───── Input data
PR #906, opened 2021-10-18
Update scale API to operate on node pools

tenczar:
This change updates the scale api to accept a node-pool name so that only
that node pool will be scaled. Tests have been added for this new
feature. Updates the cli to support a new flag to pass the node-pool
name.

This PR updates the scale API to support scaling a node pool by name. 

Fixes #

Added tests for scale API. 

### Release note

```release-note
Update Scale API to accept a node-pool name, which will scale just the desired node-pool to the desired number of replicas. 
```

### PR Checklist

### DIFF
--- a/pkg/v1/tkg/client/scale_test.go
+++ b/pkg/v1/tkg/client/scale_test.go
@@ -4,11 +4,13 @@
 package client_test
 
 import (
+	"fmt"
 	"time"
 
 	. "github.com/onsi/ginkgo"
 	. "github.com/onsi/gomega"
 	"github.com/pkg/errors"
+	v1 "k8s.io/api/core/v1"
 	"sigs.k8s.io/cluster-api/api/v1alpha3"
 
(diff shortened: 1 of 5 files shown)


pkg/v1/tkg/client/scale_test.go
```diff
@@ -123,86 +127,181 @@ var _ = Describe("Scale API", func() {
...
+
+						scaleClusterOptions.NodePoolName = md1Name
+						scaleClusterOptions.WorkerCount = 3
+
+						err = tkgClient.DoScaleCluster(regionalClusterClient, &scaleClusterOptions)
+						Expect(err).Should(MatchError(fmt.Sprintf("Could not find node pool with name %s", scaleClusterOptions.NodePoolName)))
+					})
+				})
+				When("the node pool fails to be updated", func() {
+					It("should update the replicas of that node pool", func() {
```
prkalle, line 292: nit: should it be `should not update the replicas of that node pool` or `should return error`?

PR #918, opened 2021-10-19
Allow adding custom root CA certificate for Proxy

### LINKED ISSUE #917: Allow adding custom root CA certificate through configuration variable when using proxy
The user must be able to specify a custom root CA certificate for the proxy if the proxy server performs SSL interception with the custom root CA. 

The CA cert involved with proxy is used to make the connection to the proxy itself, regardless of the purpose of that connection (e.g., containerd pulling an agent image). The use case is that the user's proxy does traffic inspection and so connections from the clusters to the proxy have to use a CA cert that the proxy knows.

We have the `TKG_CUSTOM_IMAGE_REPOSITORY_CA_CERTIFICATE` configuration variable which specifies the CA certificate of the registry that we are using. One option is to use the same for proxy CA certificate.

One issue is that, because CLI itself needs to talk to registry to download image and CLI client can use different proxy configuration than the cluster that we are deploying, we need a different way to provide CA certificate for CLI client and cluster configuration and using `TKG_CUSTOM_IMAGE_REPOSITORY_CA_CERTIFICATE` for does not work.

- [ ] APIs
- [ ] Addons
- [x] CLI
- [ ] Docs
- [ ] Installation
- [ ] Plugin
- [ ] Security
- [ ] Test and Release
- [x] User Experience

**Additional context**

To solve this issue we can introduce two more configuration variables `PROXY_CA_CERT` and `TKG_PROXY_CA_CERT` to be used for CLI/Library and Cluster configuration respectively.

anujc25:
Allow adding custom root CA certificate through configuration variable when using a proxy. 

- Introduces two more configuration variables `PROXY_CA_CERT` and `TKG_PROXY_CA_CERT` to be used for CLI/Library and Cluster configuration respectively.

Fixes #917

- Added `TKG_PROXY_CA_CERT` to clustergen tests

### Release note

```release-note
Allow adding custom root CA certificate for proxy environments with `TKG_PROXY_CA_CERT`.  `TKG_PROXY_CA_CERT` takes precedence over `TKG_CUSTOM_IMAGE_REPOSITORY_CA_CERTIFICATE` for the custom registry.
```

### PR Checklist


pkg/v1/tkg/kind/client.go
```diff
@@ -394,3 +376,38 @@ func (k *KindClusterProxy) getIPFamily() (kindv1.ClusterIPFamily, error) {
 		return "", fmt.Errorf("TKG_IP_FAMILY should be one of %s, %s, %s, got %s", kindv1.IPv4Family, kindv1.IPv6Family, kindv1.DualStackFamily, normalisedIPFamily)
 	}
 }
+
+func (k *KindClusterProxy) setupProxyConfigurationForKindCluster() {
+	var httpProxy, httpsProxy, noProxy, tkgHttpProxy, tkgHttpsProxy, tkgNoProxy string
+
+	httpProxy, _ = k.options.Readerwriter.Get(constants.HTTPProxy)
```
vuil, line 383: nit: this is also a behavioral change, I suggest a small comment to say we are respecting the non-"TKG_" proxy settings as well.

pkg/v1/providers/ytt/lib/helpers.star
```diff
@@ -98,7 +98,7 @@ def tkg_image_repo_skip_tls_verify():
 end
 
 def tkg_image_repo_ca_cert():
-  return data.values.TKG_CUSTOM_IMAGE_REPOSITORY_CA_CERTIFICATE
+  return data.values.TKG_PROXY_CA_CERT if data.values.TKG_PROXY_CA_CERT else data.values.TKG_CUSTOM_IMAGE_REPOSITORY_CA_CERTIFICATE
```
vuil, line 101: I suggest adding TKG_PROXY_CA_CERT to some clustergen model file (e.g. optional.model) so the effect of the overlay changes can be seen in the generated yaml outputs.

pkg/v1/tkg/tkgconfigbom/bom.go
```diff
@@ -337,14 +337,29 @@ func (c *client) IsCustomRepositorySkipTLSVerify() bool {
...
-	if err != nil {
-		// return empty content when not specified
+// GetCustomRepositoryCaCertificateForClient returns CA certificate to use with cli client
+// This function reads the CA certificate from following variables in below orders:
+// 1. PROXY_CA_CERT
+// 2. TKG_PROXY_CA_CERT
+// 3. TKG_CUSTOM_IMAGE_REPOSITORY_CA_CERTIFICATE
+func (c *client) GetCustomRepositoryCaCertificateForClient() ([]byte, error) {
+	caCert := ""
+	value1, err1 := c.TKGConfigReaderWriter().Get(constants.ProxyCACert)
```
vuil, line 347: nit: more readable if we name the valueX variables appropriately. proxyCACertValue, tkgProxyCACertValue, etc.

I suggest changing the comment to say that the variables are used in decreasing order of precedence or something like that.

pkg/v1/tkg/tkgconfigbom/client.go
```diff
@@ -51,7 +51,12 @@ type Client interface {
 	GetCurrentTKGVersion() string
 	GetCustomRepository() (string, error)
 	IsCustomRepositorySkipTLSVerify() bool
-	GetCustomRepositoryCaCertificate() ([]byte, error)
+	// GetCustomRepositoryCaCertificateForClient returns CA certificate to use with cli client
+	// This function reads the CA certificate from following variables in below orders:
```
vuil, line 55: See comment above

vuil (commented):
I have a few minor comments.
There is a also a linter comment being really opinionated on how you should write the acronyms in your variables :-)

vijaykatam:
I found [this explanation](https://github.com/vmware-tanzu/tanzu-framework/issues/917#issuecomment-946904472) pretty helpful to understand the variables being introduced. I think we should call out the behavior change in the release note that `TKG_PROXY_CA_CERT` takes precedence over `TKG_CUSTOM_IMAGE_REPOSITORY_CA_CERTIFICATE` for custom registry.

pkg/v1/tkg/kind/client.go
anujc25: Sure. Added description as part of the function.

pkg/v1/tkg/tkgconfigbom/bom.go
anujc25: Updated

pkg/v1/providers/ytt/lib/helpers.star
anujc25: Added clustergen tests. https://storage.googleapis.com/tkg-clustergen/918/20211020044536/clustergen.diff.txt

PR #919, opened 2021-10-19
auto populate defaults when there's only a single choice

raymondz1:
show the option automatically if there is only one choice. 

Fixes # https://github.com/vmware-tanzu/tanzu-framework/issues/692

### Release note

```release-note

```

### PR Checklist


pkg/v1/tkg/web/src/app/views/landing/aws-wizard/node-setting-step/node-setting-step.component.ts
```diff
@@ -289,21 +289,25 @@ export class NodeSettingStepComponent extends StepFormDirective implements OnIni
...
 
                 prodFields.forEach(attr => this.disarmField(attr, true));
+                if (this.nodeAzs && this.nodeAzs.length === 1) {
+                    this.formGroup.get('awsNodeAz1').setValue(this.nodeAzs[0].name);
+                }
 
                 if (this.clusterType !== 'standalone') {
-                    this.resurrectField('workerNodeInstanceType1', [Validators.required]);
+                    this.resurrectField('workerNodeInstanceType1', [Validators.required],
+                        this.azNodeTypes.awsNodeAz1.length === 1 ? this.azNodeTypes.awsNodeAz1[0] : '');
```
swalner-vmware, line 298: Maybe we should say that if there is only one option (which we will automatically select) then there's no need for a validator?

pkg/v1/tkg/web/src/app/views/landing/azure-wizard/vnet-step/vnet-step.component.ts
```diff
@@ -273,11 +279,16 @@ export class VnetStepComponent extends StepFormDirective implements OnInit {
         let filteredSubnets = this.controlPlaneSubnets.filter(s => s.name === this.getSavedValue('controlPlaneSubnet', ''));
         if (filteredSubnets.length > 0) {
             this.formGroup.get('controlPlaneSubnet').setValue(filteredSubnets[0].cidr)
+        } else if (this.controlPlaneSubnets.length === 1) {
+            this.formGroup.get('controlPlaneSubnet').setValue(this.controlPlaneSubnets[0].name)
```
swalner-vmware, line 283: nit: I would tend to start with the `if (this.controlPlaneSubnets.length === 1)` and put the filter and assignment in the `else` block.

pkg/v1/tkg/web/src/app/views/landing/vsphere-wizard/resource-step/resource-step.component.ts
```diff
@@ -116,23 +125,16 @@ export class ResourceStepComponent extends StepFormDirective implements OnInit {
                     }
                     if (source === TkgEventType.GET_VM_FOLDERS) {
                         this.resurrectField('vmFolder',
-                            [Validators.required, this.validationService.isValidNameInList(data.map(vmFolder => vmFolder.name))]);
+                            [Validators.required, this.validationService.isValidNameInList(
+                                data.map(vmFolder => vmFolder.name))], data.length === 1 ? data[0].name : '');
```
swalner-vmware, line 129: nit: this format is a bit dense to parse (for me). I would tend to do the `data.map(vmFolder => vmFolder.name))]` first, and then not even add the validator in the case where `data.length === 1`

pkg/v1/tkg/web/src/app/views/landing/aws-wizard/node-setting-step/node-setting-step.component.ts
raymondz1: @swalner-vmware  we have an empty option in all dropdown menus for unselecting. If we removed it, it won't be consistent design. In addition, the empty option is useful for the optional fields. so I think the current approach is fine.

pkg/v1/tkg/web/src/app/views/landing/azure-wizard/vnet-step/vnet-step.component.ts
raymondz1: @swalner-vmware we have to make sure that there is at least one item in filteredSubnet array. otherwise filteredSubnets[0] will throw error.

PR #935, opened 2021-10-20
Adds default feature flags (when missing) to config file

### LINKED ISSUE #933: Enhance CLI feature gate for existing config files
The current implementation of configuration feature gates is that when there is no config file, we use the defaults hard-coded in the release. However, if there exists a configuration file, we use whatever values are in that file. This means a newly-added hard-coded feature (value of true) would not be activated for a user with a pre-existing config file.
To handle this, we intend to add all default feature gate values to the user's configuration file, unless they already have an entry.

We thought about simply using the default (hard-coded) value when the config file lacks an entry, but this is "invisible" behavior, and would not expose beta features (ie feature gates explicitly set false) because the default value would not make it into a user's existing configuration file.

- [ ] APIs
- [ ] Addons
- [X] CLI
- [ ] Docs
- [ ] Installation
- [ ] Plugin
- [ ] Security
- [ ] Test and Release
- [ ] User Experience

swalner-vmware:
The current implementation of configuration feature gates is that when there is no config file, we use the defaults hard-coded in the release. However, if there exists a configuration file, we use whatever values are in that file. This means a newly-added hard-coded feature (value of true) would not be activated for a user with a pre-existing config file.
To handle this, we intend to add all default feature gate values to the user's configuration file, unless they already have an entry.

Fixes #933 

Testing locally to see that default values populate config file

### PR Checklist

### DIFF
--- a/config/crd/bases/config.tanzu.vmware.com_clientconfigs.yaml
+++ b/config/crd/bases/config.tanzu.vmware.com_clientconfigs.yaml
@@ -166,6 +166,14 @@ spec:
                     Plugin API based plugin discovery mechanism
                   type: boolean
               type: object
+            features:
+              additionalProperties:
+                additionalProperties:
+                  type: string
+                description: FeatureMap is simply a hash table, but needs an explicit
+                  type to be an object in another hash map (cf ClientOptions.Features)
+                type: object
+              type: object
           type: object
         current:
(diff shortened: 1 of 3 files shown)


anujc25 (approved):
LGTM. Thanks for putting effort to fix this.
──────────
───── Input data
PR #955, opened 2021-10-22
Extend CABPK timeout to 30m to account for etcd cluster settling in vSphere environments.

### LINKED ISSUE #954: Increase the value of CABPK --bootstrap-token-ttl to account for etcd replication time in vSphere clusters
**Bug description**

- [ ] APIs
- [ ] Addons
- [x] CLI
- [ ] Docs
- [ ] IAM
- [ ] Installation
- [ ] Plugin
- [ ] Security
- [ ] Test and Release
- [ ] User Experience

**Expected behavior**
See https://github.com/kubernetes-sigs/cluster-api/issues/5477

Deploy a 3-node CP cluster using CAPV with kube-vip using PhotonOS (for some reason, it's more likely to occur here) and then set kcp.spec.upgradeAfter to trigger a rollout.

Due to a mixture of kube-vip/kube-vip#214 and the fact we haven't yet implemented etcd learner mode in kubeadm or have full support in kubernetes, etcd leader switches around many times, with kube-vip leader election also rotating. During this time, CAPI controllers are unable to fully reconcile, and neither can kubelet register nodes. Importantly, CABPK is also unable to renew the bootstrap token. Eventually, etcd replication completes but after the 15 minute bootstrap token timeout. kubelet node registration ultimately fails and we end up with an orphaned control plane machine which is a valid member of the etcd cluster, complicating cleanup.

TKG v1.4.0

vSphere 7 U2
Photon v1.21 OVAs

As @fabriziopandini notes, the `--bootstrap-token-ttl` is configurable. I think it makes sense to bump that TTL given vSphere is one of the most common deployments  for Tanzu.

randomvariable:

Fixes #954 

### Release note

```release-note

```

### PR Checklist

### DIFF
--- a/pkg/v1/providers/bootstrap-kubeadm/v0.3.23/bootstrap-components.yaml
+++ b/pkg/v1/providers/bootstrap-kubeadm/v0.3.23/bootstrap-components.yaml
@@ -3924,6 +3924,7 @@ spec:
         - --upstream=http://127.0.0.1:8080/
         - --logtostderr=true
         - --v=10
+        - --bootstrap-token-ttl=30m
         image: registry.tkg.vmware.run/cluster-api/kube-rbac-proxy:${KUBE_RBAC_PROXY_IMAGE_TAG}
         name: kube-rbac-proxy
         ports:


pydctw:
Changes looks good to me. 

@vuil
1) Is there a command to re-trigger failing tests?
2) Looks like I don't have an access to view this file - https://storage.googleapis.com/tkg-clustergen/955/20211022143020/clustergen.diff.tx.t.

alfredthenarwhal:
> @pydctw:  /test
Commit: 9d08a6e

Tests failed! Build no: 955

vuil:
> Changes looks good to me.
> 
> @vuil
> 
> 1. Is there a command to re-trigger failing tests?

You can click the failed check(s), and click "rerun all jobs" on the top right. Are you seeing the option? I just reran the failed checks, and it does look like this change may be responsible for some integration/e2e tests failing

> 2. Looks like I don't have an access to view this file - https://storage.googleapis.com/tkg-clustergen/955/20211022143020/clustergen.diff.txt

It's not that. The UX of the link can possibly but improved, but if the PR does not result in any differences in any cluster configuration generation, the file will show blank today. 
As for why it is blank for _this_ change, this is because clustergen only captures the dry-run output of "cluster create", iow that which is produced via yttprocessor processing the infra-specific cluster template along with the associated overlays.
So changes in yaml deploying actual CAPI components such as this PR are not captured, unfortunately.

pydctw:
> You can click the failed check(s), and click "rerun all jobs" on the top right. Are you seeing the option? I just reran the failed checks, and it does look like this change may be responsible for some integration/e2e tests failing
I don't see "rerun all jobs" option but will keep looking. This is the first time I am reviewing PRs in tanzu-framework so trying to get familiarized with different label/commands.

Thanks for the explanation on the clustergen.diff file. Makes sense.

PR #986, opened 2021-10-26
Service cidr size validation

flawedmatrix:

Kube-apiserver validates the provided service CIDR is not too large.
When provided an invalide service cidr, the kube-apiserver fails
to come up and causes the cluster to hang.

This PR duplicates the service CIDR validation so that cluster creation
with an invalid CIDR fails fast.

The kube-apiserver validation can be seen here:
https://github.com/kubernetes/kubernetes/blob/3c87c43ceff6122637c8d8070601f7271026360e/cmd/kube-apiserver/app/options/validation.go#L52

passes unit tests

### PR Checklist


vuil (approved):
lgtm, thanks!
──────────
* [Brief]:
Each line above with the string "controlPlaneSubnets" in it should be located and copied.

* [Solution for this task]:
         let filteredSubnets = this.controlPlaneSubnets.filter(s => s.name === this.getSavedValue('controlPlaneSubnet', ''));
+        } else if (this.controlPlaneSubnets.length === 1) {
+            this.formGroup.get('controlPlaneSubnet').setValue(this.controlPlaneSubnets[0].name)
swalner-vmware, line 283: nit: I would tend to start with the `if (this.controlPlaneSubnets.length === 1)` and put the filter and assignment in the `else` block.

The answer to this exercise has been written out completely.